What are the Major Challenges Associated with RTBF?

Conflict with Freedom of Expression: RTBF directly collides with Article 19(1)(a), which guarantees the freedom of speech and expression, including the public's fundamental right to know.

Public Interest and Accountability: Removing records involving public servants, elected officials, or severe corruption drastically limits democratic accountability and transparency.

Transparency of Judicial Records: The principle of open justice mandates that court records remain public to guarantee fairness and maintain public trust in the legal administration.

Media Freedom Concerns: Aggressive de-indexing orders act as prior restraint on the media, risking the sanitization of historical records and weakening investigative journalism.

Technical Erasure Challenges: Artificial Intelligence (AI) and large machine learning models internalize data patterns, making absolute data extraction and exact machine unlearning technically unviable.

Persistent Digital Footprints: Information permanently exists via archives, mirrors, screenshots, and decentralized blockchain networks, complicating complete erasure.

What is the Central Debate Surrounding RTBF?

Privacy vs Right to Know: The core constitutional tension pits the individual's right to dignity (Article 21) against the public's right to information (Article 19).

Algorithmic Stigma vs Historical Interest: Courts must evaluate whether preserving an outdated news report serves a legitimate historical interest or merely perpetuates unwarranted algorithmic stigma.

What Measures Can Create a Balanced RTBF Framework in India?

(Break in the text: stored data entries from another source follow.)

PR #587, opened 2018-03-02
Trace parser manifest mods

andd64:
Manfiest files with a task opcode of "win:DCStart" and "win:DCStop" aren't correctly parsed.  Add these two names.


vancem:
I would like to fix this another way.   If look here

https://msdn.microsoft.com/en-us/library/windows/desktop/aa383956(v=vs.85).aspx

You will see that the official name for a data collection start and stop is DC_Start and DC_Stop.

You ran into problems because PerfView DumpRegisteredManifest use DCStop and DCStart instead.

In commit 09424e6b (3/2/2018) I have fixed PerfView so that it uses DC_Start and DC_Stop, which fixes the issue.

Thus I think we can do nothing in TraceParserGen.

Clear Legislative Guidelines: Parliament must enact a detailed statutory framework defining the exact scope, boundaries, and exceptions for RTBF regarding judicial and media records.

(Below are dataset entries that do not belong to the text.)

Issue #446, opened 2017-11-20
Make GroupPats dropdown to remember user input between sessions


ilabutin:
Right now GroupPats dropdown remembers all user input, but does not keep it between sessions. It does remember last used value only.

I realize that when switching between different scenarios/apps this might not be valuable, but I primarily use PerfView for our applications where I would like to have my own groupings remembered.

So, suggestion is to let GroupPats to remember user input between sessions (but of course keep current logic about automatically adjusting "Just My App" option).

If this suggestion is OK, then I can do implementation.

sharwell:
My main concern here is how to handle a case where a user wants to get back to default values. It almost makes me wish I could have multiple saved presets, where each preset sets the grouping/folding/exclusions values.

vancem:
As @sharwell indicates, persistence of values can be negative (many of the entries are not worth saving and probably add to clutter), but that can undoubtedly be fixed (but please first suggest exactly what the experience is so we can agree we understand its positives and negatives)

Also note that there is already a feature in PerfView that should help you in the mean time.  

If you right click in the you will find 'Filter Params' -> 'Copy Filter Params' which basically copies all the filter parameters to the clipboard as XML.  You can also an operation to basically copy them back.   This allows you to remember 'special purpose' sets of parameters.   I realize this is not quite the experience you want, but may relieve some of the pressure.

ilabutin:
Idea of presets also came to my mind, but I thought it's too much. But let me describe how I see presets may be implemented.

_View preset_ is a combination of grouping/folding/exclusion fields. PerfView UI is modified to add extra dropdown of preset selection to the left of existing controls:
![perfview_2017-11-23_11-37-48](https://user-images.githubusercontent.com/1869103/33164578-822b8510-d044-11e7-99f5-4e0b6d96ccba.png)

Logic around this dropdown and old fields is following (I tried to put it into the sequence that users will experience, from basic usage to more advanced).

1. By default (if there we no saved presets) PerfView offers standard presets (those that are now in GroupPats dropdown).

1. Existing "Set as Default Grouping/Folding" menu item works as it is now - it just uses current view preset as default in all new views.

1. If one of predefined view presets is selected and user starts editing grouping/folding pattern manually, then preset selection dropdown is changed to "\*<Custom>" and save button becomes active. "\*" symbol in front of preset name means that current state of editboxes will not be preserved when window is closed.

[...]

PR #590, opened 2018-03-05
Added support for presets of grouping/folding

ilabutin:
Initial implementation of the grouping/folding presets (#446).
Presets only include Grouping/folding/include/exclude and do not include Memory Stack specific fields.
"Builtin" GroupPats are kept as is (only updated in the text boxes), so PerfView restart will restore them even if they were overwritten by dropdown history.

This implementation works for my needs, but I'm opened to suggestion about how to improve it for wider acceptance.

### DIFF
--- a/src/PerfView/StackViewer/StackWindow.xaml.cs
+++ b/src/PerfView/StackViewer/StackWindow.xaml.cs
@@ -767,7 +767,7 @@ namespace PerfView
             });
             symPathDialog.Show();
         }
-        private void DoSetDefaultGroupingFolding(object sender, RoutedEventArgs e)
+        private void DoSetStartupPreset(object sender, RoutedEventArgs e)
         {
             App.ConfigData["DefaultFoldPercent"] = FoldPercentTextBox.Text;
             App.ConfigData["DefaultFoldPat"] = FoldRegExTextBox.Text;
@@ -2926,10 +2926,8 @@ namespace PerfView
             // Make up a trivial call tree (so that the rest of the code works).  
             m_callTree = new CallTree(ScalingPolicy);
 
-            // Finalize the Preset menu (add default commands)
-            var presets = App.ConfigData["Presets"];
-            m_presets = Preset.ParseCollection(presets);
-            FinishPresetMenu();
+            // Configure the Preset menu (add standard commands and known presets)
+            ConfigurePresetMenu();
 
             StackWindows.Add(this);
 
@@ -3436,8 +3434,11 @@ namespace PerfView
             diffMenuItem.Items.Add(helpMenuItem);
         }
 
-        private void FinishPresetMenu()
+        private void ConfigurePresetMenu()
         {
+            var presets = App.ConfigData["Presets"];
+            m_presets = Preset.ParseCollection(presets);
+
             foreach (var preset in m_presets)
             {
                 var presetMenuItem = new MenuItem();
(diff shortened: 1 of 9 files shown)


ilabutin:
@vancem Do you have any plans to merge it or do I need to update it somehow? I wish to have this in perfview master, so I can use latest and greatest version also with my improvements.

vancem:
Sorry for letting this languish.   This is the kind of thing I have to pull down, build and play with a bit as well as look over the code.   I will try to do this late today.

vancem:
OK I finally got to this (sorry for taking so long).  

First, I like the new capability.  Thanks for taking the time to add it (and your patience in me getting to it).

1.  The help link called 'Present Name' in the 'New Preset' dialog does not exist in the help (so it just opens the help.
2. Same issue with the link called 'Presets' on the 'Manage Presets dialog. 
3. In the help you have Preset ->> I think you just mean Preset -> 
4. move the File -> Set As Default Folding into the presets. preset menu as 'Set Startup Preset'.   
5. If you put a _ before the letter in a Menu item name you make it a shortcut.   You should do this for your Menu items.   That way you can do Alt-P Alt-M to manage your presets.  

This is extra, but consider it:

Users will want some sort of export-import capability.   I would recommend a 'export' and 'import' button on the Manage Presets, which write the XML you wrote to UserConfig, to a file.   You can either have a file dialog or a textbox (But you should pick a nice name like PerfViewPresets.xml so that in the common case (so you can have your presets on another machine).

src/PerfView/StackViewer/StackWindow.xaml.cs
```diff
@@ -2926,6 +2926,11 @@ private void FinishInit()
             // Make up a trivial call tree (so that the rest of the code works).  
             m_callTree = new CallTree(ScalingPolicy);
 
+            // Finalize the Preset menu (add default commands)
+            var presets = App.ConfigData["Presets"];
+            m_presets = Preset.ParseCollection(presets);
+            FinishPresetMenu();
```
vancem: Nit.   Please rename FinishPresetMenu to 'ConfigurePresetMenu' and move the two lines  above this call into that method.

ilabutin:
Thanks for comments. I'll apply them. One question, though.

> which write the XML you wrote to UserConfig, to a file.

Are you saying you want me to write XML in the following form (same as UserConfig, but only presets)?
```
<ConfigData>
  <Presets>....</Presets>
</ConfigData>
```

where `...` is giant string where all presets are encoded separated by fancy separators (`####` and `$$$$`) that I hope will never appear in the real preset (see `Preset.ParseCollection` method).

Or you want full UserConfig to be exported?
In any case what do you think should happen during the import if file contains presets with the same name as already created? Replace or ignore or do something else?

@vancem

vancem:
I think the most interesting scenario is just the ability to share your presents (typically with yourself (on another machine), but it is also useful for users to share with each other. 

The format of the exported data, is flexible.   I would not wrap it in a <ConfigData> element because this is by design just presets.      I was not thinking of full user config, (I am assuming that is too user-specific).   

> In any case what do you think should happen during the import if file contains presets with the same name as already created? Replace or ignore or do something else?

I think if they are identical, it should just ignore the input.  If it is different you have several options, and I leave that to you (we can always change it).   To keep it simple, I would make it ignore new things (and warn in the log) since users can delete existing ones if they want them overridden.

ilabutin:
Applied all comments: help links, users guide, menu items and export/import.

I have one question though: I found how to write to log (`App.CommandProcessor.LogFile.WriteLine()`), but I wasn't able to find out how to update status bar (e.g. after import or export was completed). Is it done just by passing StatusBar instance into Manage Presets dialog or there exist a different way doing that?

@vancem

vancem:
I will take a look later today or tomorrow.  

> I have one question though: I found how to write to log (App.CommandProcessor.LogFile.WriteLine()), but I wasn't able to find out how to update status bar (e.g. after import or export was completed). Is it done just by passing StatusBar instance into Manage Presets dialog or there exist a different way doing that?

The Status bar has a feature that if you log a line with some text enclosed in [] then that also updates the status bar.   (This logic is in StatusTextWriter.UpdateStatus).

ilabutin:
Thanks for tip. Pushed these changes.
Do I need to squash all commits?

vancem:
Don't bother squashing the commits.

vancem:
Thanks again for your contribution.

Vance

Case-by-Case Judicial Assessment: Courts must implement a structured proportionality test to weigh the harm to privacy against the necessity of preserving public records.

Protection of Public Interest Records: Legislation must explicitly exempt cases involving serious crimes, economic offenses, and matters of public trust from RTBF applicability.

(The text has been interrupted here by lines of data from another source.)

PR #595, opened 2018-03-07
Menu for flame graph and some minor UX improvements

adamsitnik:
I just wanted to make context menu working for Flame Graph to make it possible to use all the nice features of PerfView directly from the Flame Graph tab.

But I realized that all the operations exposed by Context Menu in StackWindow are based on the current selected **text**. Which means that if the user selects the wrong cell, the command is not going to work.
I checked the code and verified that every row of every grid available in StackWindow has an `Item` property which exposes `CallTreeNodeBase` or `CallTreeViewNode` (which exposes `CallTreeNodeBase` via the `Data` property). I also have it in Flame Graph for the currently selected box.

So the first big change was to move from `SelectedText` to SelectedNodes.
How it improves the User Experience? No matter which cell is selected users can perform all operations for given row.

The other change was to move away from checking if given command can be executed and printing error in case it's not. I unified all the actions and followed the `CanExecute` pattern. So when user opens context menu/clicks key combination the commands are verified. If the conditions are not met, the menu items are disabled/pressing the key shortcut has no effect.

image

I also found some "hidden gems". It turned out that it's possible to perform some of the operations for Inclusive Samples or Exclusive Samples. The user could click "Drill Into" and if "Exc" column was selected, the operation was being executed for exclusive samples. 
It's not intuitive, without reading the docs/code I would not know about it. So I introduced new commands and now it's explicit: "Drill Into Inclusive Samples" and "Drill Into Exclusive Samples"

image

I have tested all my changes and learned a LOT of useful things about PerfView when I was doing this. This tool is simply amazing!

@vancem  I know that this PR is rather a PITA to merge (a lot of changes, high risk, only UX improved) but I hope that we can somehow work together and merge it.


vancem:
I will take a look but it may take a few days..  Gui stuff is always worrisome because it can be fragile.

jwdj:
This feature (menu in flamegraph) would be very cool to have. Could one of you @vancem or @adamsitnik please take another attempt at merging this PR?
I really like PerfView and I am glad it is open source now so everyone can contribute.

brianrob:

adamsitnik:
@brianrob I was able to solve the merge conflict and get it to the point it builds again. I also did some quick manual testing and it works fine.

However, it's a 7 year old PR, so I please keep in mind that I might not be able to answer all the questions ;)

brianrob:
Thank you very much for the energy around this PR @adamsitnik.  I've done a review pass, and overall it looks good.  My main concern is that there's a good amount of churn in the `StackWindow` code.  We have some test coverage here, but not a ton.

I've done a bit of testing myself and most of it seems OK.  I'm going to use this a bit for the next few days and assuming that goes well, I think we can move forward with this.  I have have some follow-up questions for you as well.  FWIW, this touches an area of PerfView that I've not done much with, so you may know more about it than I do.  :)

brianrob (approved):
LGTM.  Thanks @adamsitnik!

Strong Data Governance Mechanisms: Authorities must adopt de-indexing (restricting name-based searchability) and masking instead of complete deletion, strictly preserving the judgment's facts and legal reasoning.

Independent Oversight and Review: The government must empower the Data Protection Board of India (DPBI) to handle non-judicial RTBF requests through a tiered system to avoid overburdening the courts. 

Conclusion

A balanced RTBF framework must legally protect individual dignity from perpetual digital stigma while safeguarding the constitutional imperatives of open justice and media freedom.

Source: THEHINDU

PRACTICE QUESTION

Q. Evaluate the technical and legal challenges in enforcing the Right to be Forgotten in an era dominated by Artificial Intelligence, decentralized networks, and global search engines. Suggest a balanced policy framework for India. (250 words)

Frequently Asked Questions (FAQs)

The Right to be Forgotten is the legal right of an individual to request the removal, masking, or de-indexing of personal information from the public digital environment (like search engines) when the data is no longer relevant, causes disproportionate harm, or serves no legitimate public interest.

Though not explicitly written in the Constitution, the Supreme Court in the K.S. Puttaswamy (2017) judgment recognized the right to privacy as a fundamental right under Article 21. RTBF is interpreted by courts as an essential facet of this informational privacy and human dignity.

 India does not have a dedicated, standalone RTBF law. However, Section 12(3) of the Digital Personal Data Protection (DPDP) Act, 2023, provides a limited statutory "right to erasure" allowing Data Principals to request the deletion of their personal data when it is no longer necessary or when consent is withdrawn.

RTBF often results in "de-indexing" or "masking" rather than absolute deletion. For instance, in court records, the judgment's legal reasoning and facts remain publicly accessible to uphold the principle of open justice, but the individual's name is removed from search engine indexing so a simple name search does not bring up the case.